Among the biographical facts that I hadn’t heard: His senior thesis (Class of ’85) was about slavery in the United States.

The personality characteristics of an entrepreneur, Kuenne says, include being really curious about a problem, being obsessed with the problem, and being ready to spend a lot of time, money, and effort on it.

He spelled out these  “Five Cornerstones to Success.”

1. Focus on a really big economic problem, measurable, so people really care about it.

2. Think in ecosystems and platform structures, because platforms can scale.

3. People — talent management — is important. Build a culture and a brand that stand for something and reinforce it among the employees, the marketplace, everywhere.

4.  Find a clear metric for value creation that you can rally the company around.

5.  Once the first four cornerstones are in place, “outside capital can be a powerful accelerant to build out the remainder of the platform — which is what the Lindsay Goldberg capital and debt syndicate enabled us to do.” Lindsay Goldberg funded the acquisition of four additional companies to complete Rosetta’s vision.

However,  he  told of wice turning down top bidders who planned to take over the company, and choosing lower bids that would preserve the Rosetta brand.
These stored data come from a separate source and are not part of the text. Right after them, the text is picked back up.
PR #1733, opened 2022-06-23
Replaced `CustomerInfo.nonSubscriptionTransactions` with a new non-`StoreTransaction` type

NachoSoto:
Fixes [CF-781]

Making `CustomerInfo.nonSubscriptionTransactions` return type a `StoreTransaction` was my mistake from an earlier refactor. I saw the two types were similar, so I made them conform to the same interface.
However, they represent different concepts.

### Changes:

- Added new `NonSubscriptionTransaction` type
- Deprecated `CustomerInfo.nonSubscriptionTransactions` with a `renamed` for a new `nonSubscriptions`
- Made the old `BackendParsedTransaction` initialization depend on the new type to avoid duplicating code
- Add new test to cover the new method, and left the existing one
- Added more checks in `CustomerInfoTest` for missing properties
- Updated all APITesters

[CF-781]: https://revenuecats.atlassian.net/browse/CF-781?atlOrigin=eyJpIjoiNWRkNTljNzYxNjVmNDY3MDlhMDU5Y2ZhYzA5YTRkZjUiLCJwIjoiZ2l0aHViLWNvbS1KU1cifQ

### DIFF
--- a/Sources/Purchasing/TransactionsFactory.swift
+++ b/Sources/Purchasing/TransactionsFactory.swift
@@ -18,44 +18,14 @@ enum TransactionsFactory {
 
     static func nonSubscriptionTransactions(
         withSubscriptionsData subscriptionsData: [String: [CustomerInfoResponse.Transaction]]
-    ) -> [StoreTransaction] {
+    ) -> [NonSubscriptionTransaction] {
         subscriptionsData
-            .flatMap { (productID, transactions) -> [StoreTransaction] in
+            .flatMap { (productID, transactions) -> [NonSubscriptionTransaction] in
                 transactions
                     .lazy
-                    .compactMap { BackendParsedTransaction(with: $0, productID: productID) }
-                    .map { StoreTransaction($0) }
+                    .compactMap { NonSubscriptionTransaction(with: $0, productID: productID) }
             }
             .sorted { $0.purchaseDate < $1.purchaseDate }
-    }
-
-}
-
-/// `StoreTransactionType` backed by data parsed from the server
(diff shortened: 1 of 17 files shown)


NachoSoto:
Bump? 👀

aboedo:
adding @vegaro since he brought this up originally

aboedo:
why did that close it?? I think GH's having some issues right now, sorry, I'll reopen

aboedo (commented):
Looks great to me, a clean fix ✨ 
Let's wait for Cesar to take a look too before merging in case I'm missing something

Sources/Purchasing/TransactionsFactory.swift
```diff
@@ -18,44 +18,14 @@ enum TransactionsFactory {
...
 
 }
-
-/// `StoreTransactionType` backed by data parsed from the server
-private struct BackendParsedTransaction: StoreTransactionType {
-
-    let productIdentifier: String
-    let purchaseDate: Date
-    let transactionIdentifier: String
-    let quantity: Int
```
vegaro, line 40: Would it make sense to add this property to the new model? I see it's been set to 1, so I'm not sure it's coming from the backend

NachoSoto: It wasn't. We only had it so we could expose the SK2 version, but since it was a dummy value I thought not to until the backend sends it.

vegaro (approved):
Awesome, we should rename the Android model too (it's called `Transaction`). I created https://revenuecats.atlassian.net/browse/CSDK-308 to track that.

Lindsay Goldberg was his choice the first time,  Publicis was the second.

Business marketing entrepreneurship, said Kuenne, is more than a career, it is an entire lifestyle — to live a life of purpose and value creation, to create jobs and create capital, and create learning opportunities. In California, Rosetta employs 600 people in four offices. Just 15 years ago it had three people.

And, says the always engaging Kuenne, you’ve got to have fun along the way.